→ Exercise
Below are lines of data; count those that contain "separate" and give the total alone.

-- Data listing follows --

PR #22, opened 2023-01-24
WIP: Refactor the internals to better separate wrappers from ops on tensors

ev-br:
Introduce the `_detail` subpackage: its contents only operates on pytorch tensors and does not know about wrappers. User-facing functionality mostly deals with array-likes, argument differences between numpy and pytorch, and delegates heavy lifting to functions in `_detail`.


torch_np/_detail/_reductions.py
```diff
@@ -0,0 +1,165 @@
...
+
+import torch
+from . import _util
+from . import _scalar_types
+
+NoValue = None
+
+
+def _atleast_float(dtype, other_dtype):
+    """Cast bools and ints and floats to a default float; complex to default complex.
```
rgommers, line 15: This line is a little misleading, it seems to be about scalar values rather than dtype objects. I propose:
```
Return a dtype that is real or complex floating-point.

For inputs that are boolean or integer dtypes, this returns the default float dtype;
inputs that are complex get converted to the default complex dtype;
real floating-point dtypes (`float*`) get passed through unchanged
```

And now that I've written that out - is it really the intended behavior here for `complex*` to be converted to `complex64` but `float*` to be passed through?

torch_np/_detail/_reductions.py
```diff
@@ -0,0 +1,165 @@
...
+        result = tensor.all(axis)
+    return result
+
+
+def max(tensor, axis=None, initial=NoValue,
+         where=NoValue):
+    if where is not None:
+        raise NotImplementedError
+    if initial is not None:
+        raise NotImplementedError
```
rgommers, line 79: minor: the form
```python
    if initial is not None or where is not None:
        raise NotImplementedError
```
as used further down seems nicer

rgommers: same for `min` a few liner lower

torch_np/_detail/_util.py
```diff
@@ -0,0 +1,292 @@
...
+# from https://github.com/numpy/numpy/blob/main/numpy/core/numeric.py#L1378
+def normalize_axis_tuple(axis, ndim, argname=None, allow_duplicate=False):
+    """
+    Normalizes an axis argument into a tuple of non-negative integer axes.
+    This handles shorthands such as ``1`` and converts them to ``(1,)``,
+    as well as performing the handling of negative indices covered by
+    `normalize_axis_index`.
+    By default, this forbids axes from being specified multiple times.
+    Used internally by multi-axis-checking logic.
+    .. versionadded:: 1.13.0
```
rgommers, line 54: minor: this docstring misses a bunch of blank lines

torch_np/_helpers.py
```diff
@@ -28,119 +30,38 @@ def cast_and_broadcast(arrays, out, casting):
...
-    if axis is None:
-        return axis
-    if len(axis) != 1:
-        raise NotImplementedError("does not handle tuple axis")
-    return axis[0]
-
-
-def to_tensors(*inputs):
-    """Convert all ndarrays from `inputs` to tensors."""
+def to_tensors_lax(*inputs):
```
rgommers, line 56: I saw this used elsewhere and thought it referred to [`jax.lax`](https://jax.readthedocs.io/en/latest/jax.lax.html) - it seems that's not the case, so a different name would be preferred.

rgommers (commented):
Looks pretty clean overall. A few comments from just reading the diff.

torch_np/_helpers.py
ev-br: Thanks! ` ndarrays_to_tensors` it is

torch_np/_detail/_reductions.py
ev-br: Thanks, done

torch_np/_detail/_util.py
ev-br: Restored.

torch_np/_helpers.py
ev-br: Done

torch_np/_detail/_reductions.py
ev-br: Thanks. The last commit takes over you text + makes complex dtypes pass through intact.

torch_np/_decorators.py
```diff
@@ -0,0 +1,112 @@
...
+        from ._ndarray import asarray
+        x1_tensor = asarray(x1).get()
+        result = impl_func((x1_tensor,), *args, **kwds)
+        return result
+    return wrapped
+
+
+# TODO: deduplicate with _ndarray/asarray_replacer,
+# and _wrapper/concatenate et al
+def deco_ufunc_from_impl(impl_func):
```
lezcano, line 73: Nit `deco_binary_ufunc_...`?

torch_np/_decorators.py
```diff
@@ -0,0 +1,112 @@
...
+    Note that we peel off `out=...` and `keepdims=...` args (torch functions never
+    see them). The `axis` argument we normalize and pass through to pytorch functions.
+
+    """
+    # XXX: move this out of _ndarray.py (circular imports)
+    #
+    # TODO: 1. get rid of _helpers.result_or_out
+    #       2. sort out function signatures: how they flow through all decorators etc
+    @functools.wraps(func)
+    def wrapped(a, axis=None, out=None, keepdims=NoValue, *args, **kwds):
```
lezcano, line 101: I get the feeling that this function does too much. I really liked how you split the dtype and out processing above, but here you have mixed them all together. As a result, you seem to forget handling the `out` kwarg.

torch_np/_detail/_reductions.py
```diff
@@ -0,0 +1,164 @@
...
+    return result
+
+
+def std(tensor, axis=None, dtype=None, ddof=0, *, where=NoValue):
+    if where is not None:
+        raise NotImplementedError
+
+    dtype = _atleast_float(dtype, tensor.dtype)
+
+    tensor = tensor.to(dtype)
```
lezcano, line 148: Nit.
```suggestion
    if dtype != tensor.dtype:
        tensor = tensor.to(dtype)
```
This way we avoid having `to`'s scattered all throughout the trace of the program. In PrimTorch we have an aux function that does this called `_maybe_convert_to_dtype`.

torch_np/_detail/_reductions.py
```diff
@@ -0,0 +1,164 @@
...
+    """Return a dtype that is real or complex floating-point.
+
+    For inputs that are boolean or integer dtypes, this returns the default
+    float dtype; inputs that are complex get converted to the default complex
+    dtype; real floating-point dtypes (`float*`) get passed through unchanged
+    """
+    if dtype is None:
+        dtype = other_dtype
+    if not dtype.is_floating_point:
+        if dtype.is_complex:
```
lezcano, line 24: Nit.
```suggestion
    if not dtype.is_floating_point and not dtype.is_complex:
```

torch_np/_detail/_reductions.py
```diff
@@ -0,0 +1,164 @@
...
+def _atleast_float(dtype, other_dtype):
+    """Return a dtype that is real or complex floating-point.
+
+    For inputs that are boolean or integer dtypes, this returns the default
+    float dtype; inputs that are complex get converted to the default complex
+    dtype; real floating-point dtypes (`float*`) get passed through unchanged
+    """
+    if dtype is None:
+        dtype = other_dtype
+    if not dtype.is_floating_point:
```
lezcano, line 23: This not being an `elif` means that if `x` is not a floating point tensor, then it will be casted to a floating point tensor. Is this expected?

torch_np/_detail/_reductions.py
```diff
@@ -0,0 +1,164 @@
...
+def max(tensor, axis=None, initial=NoValue, where=NoValue):
+    if initial is not None or where is not None:
+        raise NotImplementedError
+
+    result = tensor.amax(axis)
+    return result
+
+
+def min(tensor, axis=None, initial=NoValue, where=NoValue):
+    if initial is not None or where is not None:
```
lezcano, line 87: Q. Should be testing here `is not None`  or `is not NoValue`?

Also, we should probably have one utils function for each of these common args.

torch_np/_detail/_ufunc_impl.py
```diff
@@ -0,0 +1,129 @@
...
+    """
+    def wrapped(tensors, /, out_shape_dtype=None , *, where=True,
+                casting='same_kind', order='K', dtype=None, subok=False, **kwds):
+        _util.subok_not_ok(subok=subok)
+        if order != 'K' or not where:
+            raise NotImplementedError
+
+        # XXX: dtype=... parameter
+        if dtype is not None:
+            raise NotImplementedError
```
lezcano, line 21: Now implementing this should be trivial with the current infra, right?

torch_np/_detail/_ufunc_impl.py
```diff
@@ -0,0 +1,129 @@
...
+
+        tensors = _util.cast_and_broadcast(tensors, out_shape_dtype, casting)
+
+        result = torch_func(*tensors)
+        return result
+    return wrapped
+
+
+# binary ufuncs: the list is autogenerated, cf autogen/gen_ufunc_2.py
+# And edited manually! np.equal  <--> torch.eq, not torch.equal
```
lezcano, line 31: In the future we can autogenerate the whole thing and just have a list of exceptions. But LGTM either way.

torch_np/_detail/_util.py
```diff
@@ -0,0 +1,299 @@
...
+    pass
+
+
+class UFuncTypeError(TypeError, RuntimeError):
+    pass
+
+
+# a replica of the version in ./numpy/numpy/core/src/multiarray/common.h
+def normalize_axis_index(ax, ndim, argname=None):
+    if ax < -ndim or ax >= ndim:
```
lezcano, line 38: How cool is Python
```suggestion
    if not (-ndim <= ax < ndim):
```

torch_np/_detail/_util.py
```diff
@@ -0,0 +1,299 @@
...
+    Normalizes an axis argument into a tuple of non-negative integer axes.
+
+    This handles shorthands such as ``1`` and converts them to ``(1,)``,
+    as well as performing the handling of negative indices covered by
+    `normalize_axis_index`.
+
+    By default, this forbids axes from being specified multiple times.
+    Used internally by multi-axis-checking logic.
+
+    .. versionadded:: 1.13.0
```
lezcano, line 57: Conciseness: From here on, do we *really* want to keep all the docs here, or will a rough summary / removing the args do?

torch_np/_detail/_util.py
```diff
@@ -0,0 +1,299 @@
...
+    -------
+    a tuple of torch.Tensors with dtype being the PyTorch counterpart
+    of the `target_dtype` and `target_shape`
+    """
+    if out_param is None:
+        return tensors
+
+    target_dtype, target_shape = out_param
+
+    can_cast = _scalar_types._can_cast_impl
```
lezcano, line 200: Does this mean that a better place for this function would be the file `_scalar_types.py`?

torch_np/_ndarray.py
```diff
@@ -194,129 +162,81 @@ def __len__(self):
...
-    def __floordiv__(self, other):
-        return _ufunc_impl.floor_divide(self, asarray(other))
-
-    def __rfloordiv__(self, other):
-        return _ufunc_impl.floor_divide(self, asarray(other))
+    __floordiv__ = __rfloordiv__ = _binary_ufuncs.floor_divide
 
     def __ifloordiv__(self, other):
-        return _ufunc_impl.floor_divide(self, asarray(other), out=self)
+        return _binary_ufuncs.floor_divide(self, other, out=self)
```
lezcano, line 196: Nit, these can be done with a partial (+ a wraps if you want to preserve the name)

torch_np/_unary_ufuncs.py
```diff
@@ -1,24 +1,7 @@
-import functools
-import torch
+from ._decorators import deco_unary_ufunc_from_impl
+from ._detail import _ufunc_impl
```
lezcano, line 2: I don't quite understand this file. Should you do `from ._detail._ufunc_impl import *` or so? How come you are exporing all those functions in `__all__` but they are not defined at all in this file?

lezcano (commented):
What's the semantic difference between `torch_np/_util.py` and `troch_np/_helpers.py`? Should `helpers.py` be merged into `util.py`?

Also, feel free to stop prepending underscores in all the files / folders. I don't think it should be needed, and it makes everything a bit odd to read as you don't know what's public, what's private and what's what.

All in all, I think this is certainly going in the right direction. Now the mappings are much cleaner, which is great.

torch_np/_decorators.py
```diff
@@ -0,0 +1,112 @@
...
+        torch_dtype = None
+        if dtype is not None:
+            dtype = _dtypes.dtype(dtype)
+            torch_dtype = dtype._scalar_type.torch_dtype
+        return func(*args, dtype=torch_dtype, **kwds)
+    return wrapped
+
+
+def emulate_out_arg(func):
+    """Simulate the out=... handling *for functions which do not need it*.
```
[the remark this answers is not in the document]
ev-br: Rephrased, thanks.

torch_np/_detail/_reductions.py
ev-br: I was going to the other direction based on 

```
In [2]: t = torch.ones(4)

In [3]: t.to(t.dtype) is t
Out[3]: True
```

but OK, if it's preferable to have an explicit `if dtype != ...`, will add it everywhere.

torch_np/_detail/_reductions.py
ev-br: Thanks, changed. For now I kept the NoValue alias from numpy, not sure if it's really worth it. But changed for now anyway. 
Down the line these would certainly grow their dedicated utilities. Am going to push implementing `where` (via `torch.scatter` or some such) for after the initial coverage is more complete.

torch_np/_detail/_reductions.py
ev-br: Yes, thanks.

torch_np/_detail/_reductions.py
ev-br: Exactly. The use is e.g. `tensor.mean()` for `tensor.dtype` being integer. pytorch raises a RuntimeError, but numpy does not. The current version is not 100% numpy-compatible though for edge cases (`np.mean(dtype=int)` etc). Will fix after porting the relevant part of numpy test battery.

torch_np/_detail/_ufunc_impl.py
ev-br: The list is indeed autogenerated, and modifications are minimal. IMO it's easier to do tweak it once manually than keep the list of exceptions etc, but this is easily changed as needed indeed.

torch_np/_detail/_util.py
ev-br: So far it was a direct copy-paste for simplicity. Have now removed most irrelevant details from the docstring (numpy version added etc), do you want me to remove it all? My thinking is that a docstring is better than no docstring, but am not going to argue either way.

torch_np/_detail/_util.py
ev-br: The current logic is to keep `cast_and_broadcast` and `cast_dont_broadcast` next to each other (one is used by ufuncs, the other is used by `concatenate` et al). And wanted to keep `_scalar_types` minimal. But this can go either way, do you want me to move it?

torch_np/_ndarray.py
ev-br: Not easily because it needs to bind `self`:

```diff
diff --git a/torch_np/_ndarray.py b/torch_np/_ndarray.py
index e01fd92..2b1adf4 100644
--- a/torch_np/_ndarray.py
+++ b/torch_np/_ndarray.py
@@ -163,10 +163,7 @@ class ndarray:
 
     # add, self + other
     __add__ = __radd__ = _binary_ufuncs.add
-
-    def __iadd__(self, other):
-        return _binary_ufuncs.add(self, other, out=self)
-
+    __iadd__ = functools.partialmethod(_binary_ufuncs.add, out=self)
 
     # sub, self - other
     __sub__ = __rsub__ = _binary_ufuncs.subtract
```

triggers

```
$ pytest torch_np/ -x

<snip>

    class ndarray:
torch_np/_ndarray.py:166: in ndarray
    __iadd__ = functools.partialmethod(_binary_ufuncs.add, out=self)
E   NameError: name 'self' is not defined

```

torch_np/_unary_ufuncs.py
ev-br: doing `from ._detail._ufunc_impl import *` would be messy because the names are the same. The logic is roughly:
- `torch_np/__init__.py` does `from _unary_ufuncs import *`, which brings public names, e.g. `sin`
- `_unary_ufuncs.sin` receives wrapper arrays and other args (dtypes, casting etc). It extract the tensor from the wrapper array, and delegates to `_ufunc_impl.sin`
- `_ufunc_impl.sin` receives a tensor and other args, handles dtypes, casts and broadcasting (in the future, also `where=...)`, and delegates to `torch.sin`

`__all__` here is a technical implement for smoke testing in https://github.com/Quansight-Labs/numpy_pytorch_interop/blob/refactor/torch_np/tests/test_basic.py#L29

Can rename `__all__` to something else if that's helpful?

torch_np/_decorators.py
ev-br: In fact, `out=` arg should not be here already (removed in the last commit). 
Note the usage is `emulate_out_arg(axis_keepdims(...))`: https://github.com/Quansight-Labs/numpy_pytorch_interop/blob/refactor/torch_np/_ndarray.py#L281

This decorator itself simply unwraps ndarrays and passes heavy lifting to `_util.axis_keepdims` which does just what it says on the tin: handles axis tuples and `keepdims=True`.

Not sure how to simplify it further. Would a comment help?

The fact that the usage is not very clear is I guess a direct consequence of having separate decorators for various arguments. So if it's the direction we want to go, there will be more of this I'm afraid.

torch_np/_decorators.py
ev-br: Thanks, renamed back.

torch_np/_decorators.py
```diff
@@ -0,0 +1,112 @@
...
+    With ufuncs, `out` array can typcast and broadcast ufunc arguments, hence
+    extract the shape and dtype of the tensor which backs the `out` array
+    and pass these through.
+    """
+    def wrapped(*args, out=None, **kwds):
+        from ._ndarray import ndarray
+        if out is not None:
+            if not isinstance(out, ndarray):
+                raise TypeError("Return arrays must be of ArrayType")
+            kwds.update({'out_shape_dtype': (out.get().dtype, out.get().shape)})
```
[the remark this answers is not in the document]
ev-br: OK, moved this check to `result_or_out`. One consequence is that computations are done before error checking of `out`, but it's likely OK, as it's only slightly inefficient in case of a user error.

torch_np/_decorators.py
```diff
@@ -0,0 +1,112 @@
...
+
+from . import _dtypes
+from . import _helpers
+from ._detail import _util
+
+NoValue = None
+
+
+def dtype_to_torch(func):
+##    @functools.wraps  # XXX: why
```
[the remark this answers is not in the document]
ev-br: Thanks, this was a leftover. There will be some more surgery for `__name__` and signatures; am going to punt on this for now.

ev-br:
> What's the semantic difference between torch_np/_util.py and troch_np/_helpers.py? Should helpers.py be merged into util.py?

`torch_np/_detail/_util.py` is in the  `_detail` subpackage, hence it only knows about pytorch tensors, and knows nothing about wrapper ndarrays.

`torch_np/_helpers.py` is a collection of small helpers which do know about wrapper ndarrays and handle things like extracting tensors from ndarrays before handing the work over to utilities in `_detail.py`. 

Maybe it makes sense to merge `helpers.py` and `decorators.py`, if that's wanted (I personally am on a fence).

torch_np/_decorators.py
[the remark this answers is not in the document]
lezcano: I do not understand yet the part that says `*for functions which do not need it*`. Can you elaborate?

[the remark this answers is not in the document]
ev-br: That was just poor phrasing, here's the updated one, hope it's clearer:

https://github.com/Quansight-Labs/numpy_pytorch_interop/pull/22/files#diff-5f6cbe3af37159a9ce7670eebdd5dcd13180caeca037575535cbae05d316adaaR24

torch_np/_decorators.py
lezcano: So, there are two general issues here.
I don't see why would you always need to use this in conjunction to `emulate_out_arg`. These two functions may be used independently, so having `out` in the signature of this wrapper is unnecessary.
Even more, not only is unnecessary, but it's also incorrect. If you use it with `emulate_out_arg` afterwards, you happen to get the right behaviour almost by chance. Now, if you swap the order, you'll get a function with the same signature, but that takes an `out=` kwarg and... discards it!

As mentioned, I think that this function and the one that implements the out behaviour do two very different things, and should be independent of eachother.

torch_np/_detail/_reductions.py
lezcano: It'd be good to have a wrapper that does the cast iff the dtypes are the same. For eager, you are right, this is a noop. Now, when tracing through the program, these calls do show up, and would need to be cleaned up later on by the compiler. Guarding for this helps a bit the compiler / serialisation process in the long run.

torch_np/_detail/_reductions.py
lezcano: Libraries allowing implicit casting makes for some incredibly obscure semantics.

torch_np/_detail/_reductions.py
lezcano: We have `torch.where` and it's a particularly efficient function in PyTorch 2.0 in CUDA, so well worth checking that one.

torch_np/_detail/_ufunc_impl.py
lezcano: By autogenerate, I meant that we could do something along the lines.
```python
__all__ = ["add", "arctan2", ..., "bitwise_left_shift", ...]
non_regular = {"bitwise_left_shift": "left_shift" ...}

def register_function(name):
    numpy_name = non_regular.get(name, name)
    globals()[numpy_name] = deco_ufunc(getattr(torch, name))


for name in __all__:
    register_function(name)
```

torch_np/_detail/_util.py
lezcano: Up to you, I don't really care. What'd be really useful is to leave a pemalink to where you got it from.

torch_np/_detail/_util.py
lezcano: up to you, I'm fine with either.

torch_np/_ndarray.py
lezcano: You are completely right, nvm.

torch_np/_unary_ufuncs.py
lezcano: Note that `__all__` has a very specific meaning in Python (see e.g. https://stackoverflow.com/a/64130/5280578). It should be clear after reading that why using `__all__` here is incorrect.

What I would suggest doing is:
- Set the `__all__` variable correctly everywhere to express what is it that you mean to export publicly from that file.
- After doing that, pulling the relevant functions from a given file (in that `test_basic.py` or elsewhere) should be trivial.

lezcano:
About the `_helpers.py` and `_utils.py`: If `_helpers.py` contains decorators, I would rename it to `_decorators.py`. That would simplify things.

A point that was not discussed: Why not removing the underscore that precedes all the names of all the files in the project?

About the general structure of the project and what this PR aims to achieve: I think it's going in the right direction, but it can be further improved. The reason I say this is because there are still a number of local imports, which means that there are still some code smells.
I propose still further refactor the code as follows, to have a rather definite "chain of command" when it comes to which files do what:

- We have an `ndarray` class in `torch_np/ndarray.py`. This class is nothing but a wrapper around a `torch.Tensor`.
- Within `torch_np/ndarray.py` we have a function `wrap_ndarray` that wraps an `np.ndarray` or a list or any other weird thing NumPy accepts into an `ndarray.ndarray` (i.e. it generates from those a `torch.Tensor` and wraps it in an `ndarray.ndarray`).

`wrap_ndarray` will need some support functionality, like that in `torch_np/{dtypes,scalar_types}.py` and otherwise.

We will also need to cast other NumPy-specific arguments into PyTorch specific arguments (e.g. `np.float32` -> `torch.float32`). We will call this process of going from NumPy args to PyTorch args (also the one performed by `wrap_ndarray`) "normalisation".

We will have a number of functions that perform normalisation on dtype args, ndarray args, axis args, etc. All these functions will take one parameter and will return a normalised version of it.

Summarising what we have until now, we have that in the top level of the `torch_np/` folder we have an `ndarray` class and a number of normalisation functions. We have not discussed yet how to use these normalisation functions, we'll do that in a bit.

- In the inner folder, (we may call it `np_refs`, in reference to `_refs/` in the PrimTorch project), we will implement all the relevant mappings.
  - These will assume that the inputs are `torch.Tensor`s or normalised inputs, and they will return `torch.Tensor`s. These functions will, of course, implement the NumPy behaviour using `torch.Tensor`.
  - These functions will always assume that their inputs are normalised.
- In this folder we will also implement wrappers that help implementing generic functionality. One such a example is the `out_wrapper`, but there may be others. See for example the wrappers in https://github.com/pytorch/pytorch/blob/master/torch/_prims_common/wrappers.py.

Consider how to implement now a non-trivial example like `concatenate`. This function needs to perform some non-standard preprocessing on the inputs (and perhaps some non-standard postprocessing). Given that we cannot normalise the inputs to this function in a generic way, we will implement a specific wrapper for it in the top level folder that does the preprocessing of the inputs (does all the necessary checks and sets the relevant `dtype` correctly). Then, these normalised inputs are passed to the `concatenate` function, which would just see `torch.Tensor`s and `torch.dtype`s and will return a `torch.Tensor`. And that's it.
 
The point that we have not discussed is how to map the normalisation functions to their relevant args. I propose doing so via some light typing. Let's do a simple example where we omit plenty of kwargs.
```python
def add(a: Tensor, b: Tensor, *, dtype: Optional[torch.dtype]) -> Tensor
```
(note that the `dtype` kwarg may be implemented generically via a decorator, or even better, all those params could be implemented generically for all ufuncs.

We would then have a function on the main folder with signature:
```
GenericNdArray = Union[np.ndarray, list[float], NumpyScalar]  # Incomplete list of types. NumpyScalar will be its own union type
def add(a: GenericNdArray, b: GenericNdArray, *, dtype: Optional[np.dtype]):
```
Note: We don't need to annotate the returned type. We will see why afterwards.

Then, we would have have a number of normalisation functions that would look something like as:
```python
import np_refs

def bind(fn):
    def inner(np_interface):
        fn_params = inspect.signature(np_interface).parameters
        for normalization in NORMALIZATIONS:
            fn = normalize(torch_impl, fn, normalization)
        return fn
    return inner


def normalize(fn, fn_params, normalization, condition):
    any = False
    @wraps(fn)
    def _fn(*args, **kwargs):
        fn_params = inspect.signature(foo).parameters

        # edit inplace or should we just zip the parameters and the args create a new list?
        for i, param in enumerate(list(fn_params)[:len(args_count)]):
            if condition(arg, fn_params[param])
                any = True
                args[i] = normalization_fn(args[i])

        # same as above
        for kwarg, value in kwargs.items():
            v = kwargs[kwarg]
            if condition(v, fn_params[kwarg])
                any = True
                kwargs[kwarg] = normalization_fn(v)
        return fn(*args, **kwargs)

    # optimisation to avoid wrappng things unnecessarily
    return _fn if any else fn


def normalize_ndarray(fn):
    """ Wrap parameters that accept any array-like object """
    return normalize(fn, wrap_ndarray, lambda val, _type: _type == GenericNdArray)

def normalize_tensor(fn):
    """ Wrap parameters that accept ndarrays """
    return normalize(fn, torch.from_numpy, lambda val, _type: _type == torch.Tensor)

def normalize_dtype(fn):
    ...

def normalize_output(fn):
    # TODO implement wrapping optimisation
    @wraps(fn)
    def _fn(*args, **kwargs):
        out = fn(*args, **kwargs)
        # TODO implement support for tuples
        return ndarray(out) if isinstance(out, torch.Tensor) else out

    return _fn

NORMALIZATIONS = [v.__name__.startswith("normalize_") for v in globals()]

@bind(np_refs.add)
def add(a: GenericNdArray, b: GenericNdArray, *, dtype: Optional[np.dtype]):
    pass
```

You could even do all this within the `ndarray.py` file, and then afterwards create in a forloop all the `ndarray` methods from these.

rgommers:
> A point that was not discussed: Why not removing the underscore that precedes all the names of all the files in the project?

If there's now an underscore in `_detail` then the files in that subdir don't need an underscore. In general it's very good practice to add underscores to filenames that are not public modules. Most projects aren't great at it, but it's the only way to prevent people doing `import somepkg.some_private_file` and it looking public.

rgommers:
The overall structure you propose seems nice and logical @lezcano.
 
> The point that we have not discussed is how to map the normalisation functions to their relevant args. I propose doing so via some light typing. 

This I'm not 100% sure about. Typing for the PyTorch layer is straightforward; the `GenericNdArray` part is not. It's not completely clear that an incomplete set of types in that union will be sufficient. And it's very hard to be complete here - have a look at how NumPy implements its `NDArray` static type will show that quickly enough.

lezcano:
>It's not completely clear that an incomplete set of types in that union will be sufficient. And it's very hard to be complete here

My point here is that this will serve as some annotations to:
- Have the tools to apply the normalisation functions via introspection
- Have a place where we sort of annotate (a subset of) the types the normalisation functions support. The set of supported types may be larger just by chance, but that's alright.

Note that these annotations are not meant to be used to strictly typecheck programs.

torch_np/_unary_ufuncs.py
ev-br: Well, one other meaning of  `__all__` is "these names are meant to be public even though star imports are bad idea and we do not recommend them". Still other use is to do a star import from a private submodule in `__init__.py`  --- which is exactly the thing here. 

I am going to push  setting `__all__` correctly to a next refactoring pass.

lezcano: >  Still other use is to do a star import from a private submodule in `__init__.py` --- which is exactly the thing here.

This relates to why this felt weird to me in the first place. You are setting the `__all__` attribute without making those functions available from that file, which is odd. We can discuss it in tomorrow's meeting, and I may very well be in the wrong here, but I've certainly never seen this pattern before.

torch_np/_detail/_ufunc_impl.py
ev-br: Opened https://github.com/Quansight-Labs/numpy_pytorch_interop/issues/31 to keep track of this. FWIW, I don't know if doing it repeatedly at import time is any better than doing it once, but if it helps to upstream it, then ¯\_(ツ)_/¯

lezcano: It's not about upstreaming it, but about being concise and less error-prone. Note that this does pretty much as much work as defining the functions the way you are doing now, modulo some tiny overhead from the for-loop and the function calls and so.

ev-br:
As discussed, let's merge this one as is and discuss the next restructure in  https://github.com/Quansight-Labs/numpy_pytorch_interop/issues/32

ev-br:
OK, no, cannot merge this. I am failing to appease the powers of linting to merge this with main with black and all. Am giving up for today. Hopefully @honno would be able to give me a hand with this.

-- Data listing concluded --

→ Reply to the task
2